Dr. Snyder may come back and make assertions about what leaders think in the moment about international conflict after he reads the risk management literature in economics and the conflict literature in political science. I remain interested in what he has to say about the historical process by which democracies became tyrannies in the last century. He holds his present appointment at Yale because he has done good work in that area.
 
That's just not how this works. It's a very unsophisticated way of interpreting what happens to capabilities after a state elects to use force. Dr. Snyder falls into error because as a historian, his day job involves reviewing events we all agree happened in the past. This is what happens when experts step outside their area of expertise and start talking about things they don't fully understand. If Dr. Mehmet Oz is a chest cutter at Columbia, you probably shouldn't take what he has to say about nutritional supplements all that seriously.

Russia knows that NATO almost certainly will not invade, but that risk is never zero. Dr. Snyder has fallen into Tversky and Kahneman's cognitive trap of assuming that risk is, in fact, zero because the risk is very low. It's best to think about this problem as Putin playing a long-term game to best set up Russia for an East-West conflict he must believe is coming one day. Invading Ukraine took on some risk now, with the intent of improving his position on the board later. There's a good chance he also was looking to pick up a large domestic political win, to better secure his grip on power.

Unfortunately for Putin, the ease with which Russia knocked over Crimea probably helped convince him that systemically flawed internal estimates of the balance of capabilities were accurate.

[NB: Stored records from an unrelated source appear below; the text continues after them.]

PR #153, opened 2021-07-18
Improve static analysis tests

drupol:
This PR:

This PR depends on #161


AlexandruGG:
👀

src/Contract/Operation/Reductionable.php
```diff
@@ -18,11 +19,16 @@
...
      *
-     * @param mixed $initial
+     * @template V
+     * @template W
      *
-     * @return Collection<TKey, T>
+     * @param callable(V|W, T, TKey, Iterator<TKey, T>): W $callback
+     * @param V $initial
+     *
+     * @return Collection<TKey, V|W>
```
AlexandruGG, line 31: shouldn't these be the same as `Reduceable`? Instead here we have 2 parameter types

https://github.com/loophp/collection/blob/master/src/Contract/Operation/Reduceable.php#L24-L29

AlexandruGG:
There has been [a phpstan release today](https://github.com/phpstan/phpstan/releases) which is causing some new errors, I'll see if I can sort them out

AlexandruGG:
> There has been [a phpstan release today](https://github.com/phpstan/phpstan/releases) which is causing some new errors, I'll see if I can sort them out

Psalm and PHPStan are having some disagreements now on this whole non-empty-string thing 🙄. I bet there's going to be a fix/tweak

AlexandruGG:
could you use this commit https://github.com/loophp/collection/pull/153/commits/ff9c4b6ba9c44cc9e2f1c1dc4ac22fd7b878f25c as an example to add some "failure cases" for the other operations? If we are not "stress-testing" the type annotations I'm not confident that they are correct or that the static analysis tests are adding any value

src/Contract/Operation/Reductionable.php
drupol: Indeed, you're right.

drupol: Fixed in b44b87f689da7e7f9a0ac205302a4b697347bb22

drupol:
@AlexandruGG I fixed the issue with `Reduction`, however, regarding the `non-empty-string` with phpstan I have some issues.
When I fix it, psalm complains... and when I don't phpstan complains!

Do you think we should fix the version of PHPStan until this is fixed upstream?

AlexandruGG:
> @AlexandruGG I fixed the issue with `Reduction`, however, regarding the `non-empty-string` with phpstan I have some issues.
> When I fix it, psalm complains... and when I don't phpstan complains!
> 
> Do you think we should fix the version of PHPStan until this is fixed upstream?

Yeah I had that issue as well, yeah let's fix the version for a bit and see what happens

drupol:
@AlexandruGG I fixed the PHPStan issues, now Psalm complains.

Which version of PHPStan do you advice to use?

src/Contract/Operation/Reductionable.php
```diff
@@ -22,9 +23,13 @@ interface Reductionable
      *
      * @see https://loophp-collection.readthedocs.io/en/stable/pages/api.html#reduction
      *
-     * @param mixed $initial
+     * @template V
+     * @template W
```
AlexandruGG, line 27: I don't understand why this is different from [Reduceable](https://github.com/loophp/collection/blob/master/src/Contract/Operation/Reduceable.php#L26).

Same of ScanLeftable and ScanRightable, shouldn't they all be the same?

drupol: You're right, there was an inconsistency, I just fixed it.

However, `ScanLeft` and `ScanRight` might return the initial value if the Iterator is empty, this is why it might return `V` or `W`.

AlexandruGG (approved):

drupol:
Best news of the day! Thanks for the review!

PR #154, opened 2021-07-18
Fix: Prevent warning when using odd amount of items.

drupol:
This PR:

* [x] Fix warnings when using the Pair operation and when having an odd number of items in the collection.


AlexandruGG (approved):
Nice 😄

He didn't understand problems within his military the West had known about for decades. As observers over here, we didn't understand just how bad those problems were. The result was that both Western observers (whose broad consensus was that Russia would win, but that it could be far more costly than expected) and Putin's inner circle (who believed Russia would win quickly and with ease) were wrong about what would in fact happen when conflict broke out. None of us correctly assessed the degree to which Russia's capabilities have been degraded by this war.

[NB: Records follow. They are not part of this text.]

PR #5675, opened 2017-02-04
Add tests for ConsoleReporter.

piyush-jaiswal:
This commit adds tests for the ConsoleReporter which includes tests for the feature added by [#5667](https://github.com/scala/scala/pull/5667).

### DIFF
--- a/src/compiler/scala/tools/nsc/reporters/ConsoleReporter.scala
+++ b/src/compiler/scala/tools/nsc/reporters/ConsoleReporter.scala
@@ -77,10 +77,10 @@ class ConsoleReporter(val settings: Settings, reader: BufferedReader, writer: Pr
     if (reader != null) {
       reader.read match {
         case 'a' | 'A' =>
-          new Throwable().printStackTrace()
+          new Throwable().printStackTrace(writer)
           System.exit(1)
         case 's' | 'S' =>
-          new Throwable().printStackTrace()
+          new Throwable().printStackTrace(writer)
           writer.println()
           writer.flush()
         case _ =>
--- a/test/junit/scala/tools/nsc/reporters/ConsoleReporterTest.scala
+++ b/test/junit/scala/tools/nsc/reporters/ConsoleReporterTest.scala
@@ -1,0 +1,173 @@
+package scala
+package tools.nsc
+package reporters
+
+import java.io.{ByteArrayOutputStream, StringReader, BufferedReader, PrintStream, PrintWriter}
+import org.junit.Assert._
+import org.junit.Test
+import org.junit.runner.RunWith
+import org.junit.runners.JUnit4
+
+import scala.reflect.internal.util._
+
+
+@RunWith(classOf[JUnit4])
+class ConsoleReporterTest {
+  val source = "Test_ConsoleReporter"
+  val batchFile = new BatchSourceFile(source, "For testing".toList)
+  val posWithSource = new OffsetPosition(batchFile, 4)
+  val content = posWithSource.lineContent
+  val writerOut = new ByteArrayOutputStream()
+  val echoWriterOut = new ByteArrayOutputStream()
+
+
+  def createConsoleReporter(inputForReader: String, errOut: ByteArrayOutputStream, echoOut: ByteArrayOutputStream = null): ConsoleReporter = {
+    val reader = new BufferedReader(new StringReader(inputForReader))
+      
+    /** Create reporter with the same writer and echoWriter if echoOut is null */
+    echoOut match {
+      case null => new ConsoleReporter(new Settings(), reader, new PrintWriter(errOut))
+      case _ => new ConsoleReporter(new Settings(), reader, new PrintWriter(errOut), new PrintWriter(echoWriterOut))
+    }
+  }
+
+
+  def testHelper(pos: Position = NoPosition, msg: String, severity: String = "")(test: Position => Unit) = {
+    test(pos)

These information gaps are why we think about these issues in terms of balance of probabilities, not certainties. Putin started the war due to a misperception resulting from poor information, and as it turns out both the rationalists and the psychological scholars in the conflict space agree war never happens without one. If both sides knew who would win with certainty, they settle their differences at a conference table instead. This is one way of explaining the reason for the democratic peace proposition. Open societies are much more likely to accurately assess internal and external capabilities, as well as the political risks faced by both sides, and come to agreements that both sides can agree are consistent with the present situation.

Dr. Snyder may come back and make assertions about what leaders think in the moment about international conflict after he reads the risk management literature in economics and the conflict literature in political science. I remain interested in what he has to say about the historical process by which democracies became tyrannies in the last century. He holds his present appointment at Yale because he has done good work in that area.
You have just agreed with what Snyder said (your quote) albeit in a meandering way.
 
You have just agreed with what Snyder said (your quote) albeit in a meandering way.
Not in the slightest. Dr. Snyder makes the claim that the decision to invade Ukraine has nothing to do with NATO. It has quite a great deal to do with NATO. His analysis ignores future security risks (and ignores everything we know about risk altogether, truth be told) and focuses solely on the present situation.

That's not how security works, it's not how leaders make security decisions, and there's ample empirical support to back the counterclaims up.